Les gardes leur distribuèrent les réserves. Des hommes, des femmes et même des enfants attrapaient leur bien tout sourire en nous saluant.
Je commençai aussi à donner des aliments, dont la plupart me paraissait venir d'un autre monde ( ce qui était le cas, d'ailleurs ).
Une petite fille se fraya un chemin parmi la meute et tendit les mains vers moi. Ses gros yeux marrons et ses cheveux châtains courts ne pouvaient pas laisser insensible. Elle avait une magnifique petite bouille !
Je pris un gros légume bleu de la carriole et le posai dans ses petites mains. Il était presque aussi grand qu'elle.

- S'il te plaît, lui dis-je. Déguste-le bien.
- Merci ! Me dit-elle avant de courir vers le village.

Après ça, nous nourrîmes les corneux puis laissâmes les charrettes pour promener à travers Boison. Le doyen se trouvait être notre guide. C'était un homme d'une soixantaine d'années, qui paraissait bon et cultivé.
Les maisons que nous parcourions vite fait, jamais à côté l'une de l'autre, comme si on les avait placées au hasard dans le village, étaient faites d'une sorte de torchis avec un toit en paille épaisse.

Les habitants, eux, semblaient être des gens simples et généreux. Ils se baladaient en nous saluant chaleureusement, des enfants passèrent devant nous en courant, jouant et riant. Leur bonheur me fit sourire bêtement tandis que je les regardais. Ils me rappelaient Thomas et moi.
Jusque là, je ne voyais aucun dommage causé par les gobelins.
Pourtant, le doyen nous informa que cinq personnes avaient perdu la vie suite à l'incendie et qu'une vingtaine de blessés souffraient au moment même dans l'auberge. C'était plus grave que ce que j'imaginais.

Nous prîmes un virage et là, je réalisai la situation. Devant moi, s'étalait des bâtisses décomposées, prêtes à s'écrouler d'une minute à l'autre et où le bois étaient complètement noirci de l'embrasement. Le sol était blanc de cendre tandis que nous marchâmes dessus en regardant les ruines. Sous nos pas, elles voletaient avant de retomber comme de la neige. En les contemplant, je ne pouvais m'empêcher de penser que ces maisons étaient le chez-soi de personnes autrefois.
Des habitants passaient en pleurant tel que je dus retenir mes propres larmes. Seulement, ce n'était pas à moi de pleurer mais à moi de les aider.

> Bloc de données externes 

PR #11338, opened 2026-04-27
feat!: Replace `Digest` with SDK type

DaughterOfMars:

This PR replaces `Digest` (previously defined in `iota-types`) with the SDK
version from `iota-sdk-types`. To keep the diff small and avoid touching every
call site, the SDK type is re-exported from `iota-types` under the original
name `Digest`, so most existing imports continue to work unchanged. The same
applies to all the per-domain digest wrappers
(`TransactionDigest`, `CheckpointDigest`, `ObjectDigest`, etc.): they are
collapsed to type aliases for the SDK `Digest`, since each was a transparent
newtype around the same `[u8; 32]` and the BCS wire format
(`NEWTYPESTRUCT { TYPENAME: Digest }`) is identical.

## What changed

- The local `pub struct Digest([u8; 32])` definition and its inherent impls in
  [crates/iota-types/src/digests.rs](crates/iota-types/src/digests.rs) are
  removed. `Digest` is now a re-export:
  `pub use iota_sdk_types::Digest;`
- The twelve per-domain digest newtypes — `CheckpointDigest`,
  `CheckpointContentsDigest`, `CertificateDigest`, `SenderSignedDataDigest`,
  `TransactionDigest`, `TransactionEffectsDigest`, `TransactionEventsDigest`,
  `EffectsAuxDataDigest`, `ObjectDigest`, `ConsensusCommitDigest`,
  `MoveAuthenticatorDigest`, `MisbehaviorReportDigest` — are collapsed to
  type aliases: `pub type TransactionDigest = Digest;`, etc. Their
  hand-written `Display`, `Debug`, `LowerHex`, `UpperHex`, `FromStr`,
  `From`, `TryFrom`, `AsRef` and inherent impls (~1000 lines) are deleted;
  the SDK type provides equivalents.

### Single Domain vs Wrappers

The change to remove the various wrapper types means standardized functionality across all digests but it also means that there is no way to differentiate between how these digests were created and what they are related to. It is a trade-off between simplicity and explicitness.

## Call-site adjustments

Because the SDK `Digest` has a slightly different surface than the old
`iota-types` digests, a number of call sites had to be updated rather than
relying on the re-export:

- The `ObjectDigest` tombstone constants are renamed to drop the redundant
  `OBJECT_DIGEST_` prefix:
  - `OBJECT_DIGEST_DELETED` → `OBJECT_DELETED`
  - `OBJECT_DIGEST_WRAPPED` → `OBJECT_WRAPPED`
  - `OBJECT_DIGEST_CANCELLED` → `OBJECT_CANCELLED`
- The corresponding tombstone predicates are namespaced on the SDK type:
  `digest.is_deleted()` / `digest.is_wrapped()` / `digest.is_alive()` →
  `digest.is_object_deleted()` / `digest.is_object_wrapped()` / `digest.is_object_alive()` (see
  [writeback_cache.rs](crates/iota-core/src/execution_cache/writeback_cache.rs)).
- `TransactionDigest::genesis_marker()` (a `const fn`) is replaced by the
  associated constant `TransactionDigest::GENESIS_MARKER` everywhere
- `digest.base58_encode()` is replaced by `digest.to_base58()`
- `Digest::try_from(Vec<u8>)` / `Digest::try_from(&[u8])` are replaced by
  `Digest::from_bytes(...)`
- `next_lexicographical` semantics change: the SDK's
  `Digest::next_lexicographical(&self) -> Self` now wraps around at all-`FF`
  rather than returning `None`. The option-returning variant is
  `next_lexicographical_opt`. The
  [next_lexicographical_digest test](crates/iota-types/src/unit_tests/base_types_tests.rs)
  is updated to compare against `Digest::ZERO` for the wrap-around case
  rather than `None`.
- `Debug` output for the per-domain digests changes from the old
  `<Wrapper>(<inner>)` / `o#<base58>` form to the SDK's
  `Digest("<base58>")` form

A large number of touched files are purely the mechanical rename of
constants/methods (`OBJECT_DELETED`, `GENESIS_MARKER`, `to_base58`,
`from_bytes`, `is_object_deleted`/`is_object_wrapped`); those changes are
behavior-preserving.

### Release Notes

- [ ] Protocol:
- [ ] Indexer:
- [ ] JSON-RPC:
- [ ] GraphQL:
- [ ] CLI:
- [x] Rust SDK: The `Digest` type and the per-domain digest wrappers
  (`TransactionDigest`, `CheckpointDigest`, `ObjectDigest`, etc.) are now
  re-exports/aliases of `iota_sdk_types::Digest` rather than locally defined
  newtypes. Surface changes: `genesis_marker()` is replaced by the
  `GENESIS_MARKER` associated constant; `base58_encode()` is replaced by
  `to_base58()`; `try_from(Vec<u8>)` / `try_from(&[u8])` are replaced by
  `from_bytes(...)`; `next_lexicographical(&self) -> Self` now wraps at
  all-`FF` (use `next_lexicographical_opt` for the previous
  `Option`-returning behavior); the `ObjectDigest` tombstone constants are
  renamed (`OBJECT_DIGEST_DELETED` → `OBJECT_DELETED`,
  `OBJECT_DIGEST_WRAPPED` → `OBJECT_WRAPPED`,
  `OBJECT_DIGEST_CANCELLED` → `OBJECT_CANCELLED`); the matching predicates
  are renamed (`is_deleted` → `is_object_deleted`,
  `is_wrapped` → `is_object_wrapped`); the `Debug` representation is
  unified as `Digest("<base58>")`.
- [ ] gRPC:


semenov-vladyslav (approved):

roman1e2f5p8s (commented):
Maybe I am missing something, but it feels wrong to replace all the 12 old tuple-struct wrappers with aliases to a single type for several reasons:

- All new aliases are now serializable, while old `CertificateDigest` and `SenderSignedDataDigest` were not.
- Many did not have the `Default` impl; now all new aliases have and return `ZERO`.
- Many did not have the `ZERO` const, `random()`, or `generate()` constructors; now all have them.
- `GENESIS_MARKER` was a transaction-digest-only concept; now all have it. `MisbehaviorReportDigest::GENESIS_MARKER` is now perfectly valid but makes no sense.
- `OBJECT_{DELETED,WRAPPED,CANCELLED}` and `is_object_{deleted,wrapped,alive}()` were object-digest-only concepts. Now `TransactionDigest::OBJECT_DELETED` is perfectly valid but makes no sense.
- Functions like `fn(digest: TransactionDigest)` and `fn(digest: ObjectDigest)` will not be treated by the compiler as different.
- `Debug` impl for some types like `ObjectDigest` are changed. So now debugging `Digest(...)` becomes harder; tracing logs with `?digest` lose per-domain prefix, potentially breaking grep pipelines.
- None of the aliases have docstrings, while some of the previous wrappers had them, properly explaining what each per-domain digest means.

Some of these are simply mentioned in the PR description, but none is properly explained or argued. Can you please give more context here?

Also, the `is_alive` -> `is_object_alive` rename is missing in the release notes.

kodemartin (approved):
lgtm for the infra crates

Thoralf-M (approved):

valeriyr (approved):

piotrm50 (approved):

roman1e2f5p8s (approved):

thibault-martinez (approved):

Alex6323 (approved):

Le doyen nous fit entrer dans un bâtiment plus ou moins en bonne état pas loin des tas de ruines. C'était l'auberge où reposaient les blessés.
Pour être honnête, je n'avais pas vraiment envie d'entrer. Non que j'étais sensible à la vue de sang, tout ça mais ce n'était pas mon truc. C'était toujours mon oncle qui tuait les bêtes de la ferme.
Je jetai un coup d'oeil discret vers Mintio pour voir sa réaction et fus surprise de la détermination qui brillait dans son regard. Il ne semblait pas du tout intimidé, au contraire, il avait l'air sacrement remontée. De même pour les autres gardes. Je me sentais terriblement inutile. Cependant...je devais être plus forte ! Faire comme eux et ne pas ignorer la souffrance des autres.

Ce fut ainsi que je montai avec Mintio et quelques gardes à l'étage pour voir les blessés. Plusieurs brownies qui travaillaient dans ce lieu nous dépassèrent pour rejoindre également l'étage, de grosses piles de linge propre dans leur petits bras.
D'autres personnes, les bras chargés de tissus, cotons et baumes, rentraient et sortaient d'une pièce à l'autre du couloir dans lequel nous y marchions. Le propriétaire nous guida dans l'une de ces pièces dont la porte était ouverte et...je détournai les yeux. Aventurière qui accomplira de grandes choses, hein. Tu parles ! Je fixai mes pieds tandis que les bruits et gémissements des blessés qui grognaient emplirent l'air.
Je lançai un regard vers Mintio et constatai qu'il avait beaucoup plus de courage que moi. Il saluait les blessés les moins gravement atteints tout naturellement, tout les autres soldats qui semblaient serrés dans cette petite pièce faisaient de même. Je devais faire pareil.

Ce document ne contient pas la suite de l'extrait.